CAUTION ABOUT FORWARD-LOOKING STATEMENTS
This communication contains certain forward-looking information about the Company and C1 that is intended to be covered by the safe harbor for “forward-looking statements” provided by the Private Securities Litigation Reform Act of 1995.All statements other than statements of historical fact are forward-looking statements. In some cases, you can identify forward- looking statements by words such as “may,” “hope,” “will,” “should,” “expect,” “plan,” “anticipate,” “intend,” “believe,” “estimate,” “predict,” “potential,” “continue,” “could,” “future” or the negative of those terms or other words of similar meaning. These
forward-looking statements include, without limitation, statements relating to the terms and closing of the proposed transaction between the Company and C1, the proposed impact of the merger on the Company’s financial results, including any expected increase in the Company’s book value and tangible book value per common share and any expected increase in diluted earnings per common share, acceptance by C1’s customers of the Company’s products and services, the opportunities to enhance market share in certain markets, market acceptance of the Company generally in new markets, and the integration of C1’s operations.

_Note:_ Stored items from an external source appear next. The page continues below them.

PR #95, opened 2017-04-14
Space settings modal

galfert:
This adds a modal for the space settings presets.

The same modal could also be used for creating a new space without preset or editing existing spaces. But this has not been done in this PR.


skddc:
firsttry

PR #97, opened 2017-04-21
Refactorings

galfert:
This fixes some eslint warnings and removes code duplication, hopefully pleasing the code climate gods.


skddc:
LGTM

Issue #12, opened 2015-05-15
Support colored messages


skddc:
E.g. for GitHub notifications.

skddc:
Basic support is in!

skddc:
Left to do: bold, underline, italic. Maybe, but I don't find it important: reverse, clear colors.

PR #101, opened 2017-05-03
Add support for bold and italic messages

gregkare:
Connected to #12 

I have used spans with classes, I'm open to other ways to do it though

### DIFF
--- a/app/components/message-chat/component.js
+++ b/app/components/message-chat/component.js
@@ -46,9 +46,11 @@ export default Ember.Component.extend({
     }
 
     // Colors
-    out = out.replace(/\u0003(\d+)/g,'<span class="color-$1">')
-             .replace(/\"color-(\d)\"/g,'"color-0$1"')
-             .replace(/\u000f/, '</span>');
+    out = out.replace(/\u0003(\d+)/g, '<span class="color-$1">')
+             .replace(/\"color-(\d)\"/g, '"color-0$1"')
+             .replace(/\u0002/g, '<span class="bold">')
+             .replace(/\u001D/g, '<span class="italic">')
+             .replace(/\u000f/g,  '</span>');
 
     return htmlSafe(out);
   })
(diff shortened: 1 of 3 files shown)


skddc:
Cool. I think we should use `<em>` for italic and `<strong>` for bold instead. Those are the semantic HTML equivalents to the classes.

gregkare:
Thanks, changing it

gregkare:
I should have tried it, I used spans because I thought the `<em>` and `<strong>` tags would just be open and I'd have to close them manually :)

gregkare:
Adding the semantic tags and trying to close them using replacement didn't work at all, the results were super unpredictable.  In a342c16 I have switched to an npm module to do the actual replacements, dealing with nesting and resetting properly. I couldn't find a way to use `<strong>` and `<em>` tags instead of `<span>` (because Handlebars cannot do comparisons like equality without helpers, and I couldn't make any of the solutions work)

Now it supports bold, italic, underlined and proper nesting:

screen shot 2017-05-04 at 15 20 20

skddc:
As discussed yesterday, we don't actually want underlines to be used with something that's not a link, and we add our own underlines when turning URLs into actual links in the message component.

This worked almost with our own implementation that was extremely simple and didn't rely on a 3rd-party module (which will have to be included in the app code). I think we should go back to our solution, use spans instead of semantic elements for now, and remove underline support. No external dependencies, no additional code bloat and supports all the features we need.

skddc:
Looks like @gregkare missed my last comment, but he's on vacation for a week from today on.

I'll check if I can revert to an earlier commit and just remove the underline.

skddc:
@gregkare Wanna have a look at this again? Seems like we just need to pick a previous commit.

gregkare:
Ack, will do!

gregkare:
I have pushed the simplest change to support bold and italic and removed underlined support. It still has the issue of the style reset only resetting one tag, but I don't see a way to do this properly without using a real IRC style parser, so this is good enough

skddc:
Great!

Issue #100, opened 2017-05-03
Leave channels via UI (instead of command)


skddc:
Currently, one needs to do write a `leave` or `part` command in order to leave a channel. Non-technical users should likely have a UI-element available for that.

PR #104, opened 2017-05-04
Leave channel via UI

gregkare:
Connected to #100


gregkare:
This is working! I have added basic styling. There's an error message when closing the last channel, but that appears to be in master as well when using `/part` or `/leave`

skddc:
This was actually almost entirely a UX question. Could you add a screenshot and start a conversation about the design?

gregkare:
Here's a screenshot of what I've done:

leave

I haven't added a confirmation prompt, clicking the x leaves the channel/query

skddc:
Personally, I think that's not a great place, because it's easy to accidentally hit those, and also it just doesn't look nice to have the channel list plastered with leave buttons.

belenbarrospena:
Since it looks like one channel is always selected, what about a button at the bottom of the left panel to leave the current channel? 

It creates less visual noise than having a button for each channel always displayed, and it's out of the way enough that you hopefully won't hit it by mistake. 

It is just a suggestion: take it with a pinch of salt, since I know nothing about what you are building :)

button_purple
button-blue

skddc:
@belenbarrospena Thanks for jumping in (it looks like you even set up Hyperchannel/Sockethub on your machine?).

I would add to this, that there are more channel actions to consider, so grouping them like Mattermost does could make sense (it's the easy way out of course, but not necessarily the most elegant imo):

screenshot from 2017-05-05 13-11-50

Changing the channel topic would be an example for such an item, that we need to add in the near future.

belenbarrospena:
> @belenbarrospena Thanks for jumping in (it looks like you even set up Hyperchannel/Sockethub on your machine?).

No, I didn't: I only visited https://hyperchannel.kosmos.org :)

> I would add to this, that there are more channel actions to consider, so grouping them like Mattermost does could make sense (it's the easy way out of course, but not necessarily the most elegant imo):

This is good context: thank you! The Mattermost design is perfectly good: my only issue with it is that I wouldn't pack "leave" with the rest of the options in there, which are more "managerial" in nature, for lack of a better word. 

You could add them to the "settings" section in the right panel, which now seems to include application-wide things, but you could split it and have a section for channel-related actions.

Or you could keep them on the left panel by adding a button next to the selected channel. That would probably require giving that panel, and each of the channels, a bit more room to accommodate the extra options. 

Or you could add a menu to the top bar in the central panel, where you currently display the channel name and description. You already have 2 options in there right-aligned: you could have an extra one. 

So there are tons of alternatives, but to summarise, I would not necessarily pack the "leave" channel action with channel management options, since they seem of a different nature. 

Just my 2c :)

Cheers

belenbarrospena:
funnily enough, Slack seems to do the same thing: it packs the 'leave' channel options with the channel settings. I am still not convinced! ;)

leave-with-settings

skddc:
> to summarise, I would not necessarily pack the "leave" channel action with channel management options, since they seem of a different nature.

Good point. I agree.

The big difference between Mattermost/Slack and Kosmos/Hyperchannel is that you can join channels much more easily with Kosmos (public IRC/XMPP channels on e.g. Freenode), so it's also more common to leave (and later re-enter) channels. Which makes it even less of a "managerial/administrative" action.

silverbucket:
Thanks for the feedback @belenbarrospena 

I like the idea of the leave channel in the lower left corner, and think it would be nice to avoid right-click functionality if possible.

For example, the topic could be set simply by clicking in the topic area and getting a textarea box to submit a new topic. This would only switch to text input if you have the right permissions.

What other channel-specific operations would you need to do that couldn't be expressed elsewhere in the UI, rather than with a right-click?

galfert:
> There's an error message when closing the last channel, but that appears to be in master as well when using /part or /leave

FYI: I fixed that in https://github.com/67P/hyperchannel/pull/112

galfert:
When I leave a channel that is not currently active, I'm still switched to the last channel listed.

skddc:
Good point. In that case it should just keep you in the current channel I suppose.

skddc:
@galfert I changed it so it doesn't switch channels when closing one that isn't open. I also found a small bug, in that it would select the last channel from the unsorted channel list, thus jumping to a channel that wasn't last.

Issue #21, opened 2015-05-15
Improve op user rendering in member list


raucao:
Currently, they just have an @ in front of their name, because that's plain IRC. Should remove the @ and add a status to the user object, as well as highlight it visually somehow.

gregkare:
It looks like there's a bug in the current master when trying to message an op by clicking their name in the channel list. Since the username is prefixed with @ it does not work:

```
  sockethub-platform-irc Unprocessed message [irc://hyper_greg@irc.freenode.net]:  IRCMessage {
  prefix: 'cherryh.freenode.net',
  command: 'ERR_NOSUCHCHANNEL',
  params: [ 'hyper_greg', '@ChanServ', 'No such channel' ],
  server: 'cherryh.freenode.net',
  raw: ':cherryh.freenode.net 403 hyper_greg @ChanServ :No such channel',
```

skddc:
@gregkare That would be a different issue. Care to create one specifically for that bug?

gregkare:
Will do!

PR #106, opened 2017-05-04
Add a class to ops in the users list

gregkare:
Refs #21 

It works but I haven't added styling yet. This should also fix messaging ops from the user list


skddc:
I [increased](https://github.com/67P/hyperchannel/commit/40553ae5ed59b6e9c4658c68435f768f2dbf3677) the mass threshold for the CodeClimate duplication warnings. These should be green in the future, unless you have actual duplication going on.

gregkare:
I'm going to remove the User model for now, switch back the user list to an array of strings and use a helper to render each user list. The sort order works automatically because of the prefixes

gregkare:
This is ready to review. I haven't changed the UI for it, but this adds a "normal" class to normal users and "op" to ops

app/components/link-to-username/component.js
```diff
@@ -0,0 +1,25 @@
...
+  computed
+} = Ember;
+
+export default Ember.Component.extend({
+  username: null,
+
+  role: computed('username', function() {
+    if (this.get('username').startsWith('@')) {
+      return 'op';
+    } else {
```
skddc: Shouldn't we have an `else if` for moderators? You can see them e.g. in the #indieweb room Freenode I believe.

app/components/link-to-username/component.js
```diff
@@ -0,0 +1,25 @@
...
+      return 'normal';
+    }
+  }),
+
+  usernameWithoutPrefix: computed('username', function() {
+    if (this.get('username').startsWith('@')) {
+      return this.get('username').replace('@', '');
```
skddc: Same as the other question: what about other known prefixes?

app/components/link-to-username/component.js
gregkare: `+` is voice, not moderator (meaning you can talk when the channel is set to silent, when only voices and ops can talk). `%` is half op, which is close to moderator (they can voice and kick/ban people with a lower level than themselves.

I'm adding support for voice and half op

skddc: Cool.

gregkare:
`+` comes before `@` when doing a `.sort()`, so we'll need a custom sort function

skddc:
Sounds like a seperate new issue to me, because they're already sorted by that first character.

gregkare:
There's still an issue with this PR: there's a double rendering issue.

@galfert Do you know what I should do to fix it?

```
"Assertion Failed: You modified "unreadMessagesClass" twice on <(unknown mixin):ember1638> in a single render. It was rendered in "component:channel-nav" and modified in "component:link-to". This was unreliable and slow in Ember 1.x and is no longer supported. See https://github.com/emberjs/ember.js/issues/13948 for more details.
EmberError@http://localhost:4200/assets/vendor.js:22898:19
```

This seems to happen when joining a new channel, and goes away when reloading Hyperchannel

skddc:
@galfert Did you see @gregkare's question here?

galfert:
No, I missed that. Might be some runloop issue. I'll have a look.

galfert:
When testing this I had the (already known and fixed) errors due to the incompatibility with the recent Sockethub changes. So I merged in the current master. But I still couldn't reproduce the error you mentioned.

The feature itself worked. But I took the liberty to refactor it a little bit to be less "if-elsy" :)
I also added some unit tests.

Overall I think it's good to merge now.

tests/unit/components/link-to-username-test.js
```diff
@@ -0,0 +1,41 @@
...
+  test
+} from 'ember-qunit';
+
+moduleForComponent('link-to-username', {
+  // Specify the other units that are required for this test
+  // needs: ['component:foo', 'helper:bar']
+  unit: true
+});
+
+test('role returns the IRC role of the user', function(assert) {
```
skddc: Does it really only do it on IRC though? ;)

galfert: Good point. It actually does it for all users.

skddc: I did a quick check with XMPP and it would be possible to impersonate mods and ops there, as you can choose any nickname you want, incl. special characters:

screenshot from 2017-05-11 14-49-11

skddc: @galfert Should we merge this, so it's ready to be styled tho? We could create a seperate issue for making this feature IRC-only (or rather: add the tag based on the protocol's API).

galfert: Yes, let's merge and create a separate issue.

PR #109, opened 2017-05-05
Change username when getting update event from Sockethub

### LINKED ISSUE #108: Handle username updates
When a username is already taken, Sockethub sends an `update` message with a new username that was assigned instead.

galfert:
Closes #108

### DIFF
--- a/app/models/space.js
+++ b/app/models/space.js
@@ -22,9 +22,14 @@ export default Ember.Object.extend({
   },
   channels   : null, // Channel instances
 
+  // Keep a list of all old sockethubPersonIds, because there might
+  // still be coming events from Sockethub for those.
+  previousSockethubPersonIds: null,
+
   init() {
     this._super(...arguments);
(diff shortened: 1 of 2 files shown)


skddc:
Weird, for me it uses the protected username now (instead of the new one):

screenshot from 2017-05-08 17-58-59

galfert:
Weird.

I can't test this right now anymore with my current Sockethub version. Would be great if we could merge #113 first, then I will rebase this PR on master and see what's up.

You should carefully read forward-looking statements, including statements that contain these words, because they discuss the future expectations or state other “forward-looking” information about the Company and C1.A number of important factors could cause actual results or events to differ materially from those indicated by such forward-looking statements, many of which are beyond the parties’ control, including the parties’ ability to consummate the transaction or satisfy the conditions to the completion of the transaction, including the receipt of shareholder approval, the receipt of regulatory approvals required for
the transaction on the terms expected or on the anticipated schedule; the parties’ ability to meet expectations regarding the timing, completion and accounting and tax treatments of the transaction; the possibility that any of the anticipated benefits of the proposed merger will not be realized or will not be realized within the expected time period; the risk that integration of C1’s operations with those of the Company will be materially delayed or will be more costly or difficult than expected; the failure of the proposed merger to close for any other reason; the effect of the announcement of the merger on customer relationships and operating results (including, without limitation, difficulties in maintaining relationships with employees or customers); dilution
caused by the Company’s issuance of additional shares of its common stock in connection with the merger; the possibility that the merger may be more expensive to complete than anticipated, including as a result of unexpected factors or events; the diversion of management time on transaction related issues; general competitive, economic, political and market conditions and fluctuations;
changes in the regulatory environment; changes in the economy affecting real estate values; C1’s ability to achieve loan and deposit growth; projected population and income growth in C1’s targeted market areas; volatility and direction of market interest rates and a weakening of the economy which could materially impact credit quality trends and the ability to generate loans; and the other factors described in the Company’s Annual Report on Form 10-K for the fiscal year ended December 31, 2014 and in its most recent Quarterly Reports on Form 10-Q filed with the SEC, or described in C1’s Annual Report on Form 10-K for the fiscal year ended December 31, 2014 and its most recent Quarterly Reports on Form 10-Q filed with the SEC. The Company and C1 assume no obligation to update the information in this communication, except as otherwise required by law. Readers are
cautioned not to place undue reliance on these forward-looking statements, all of which speak only as of the date hereof.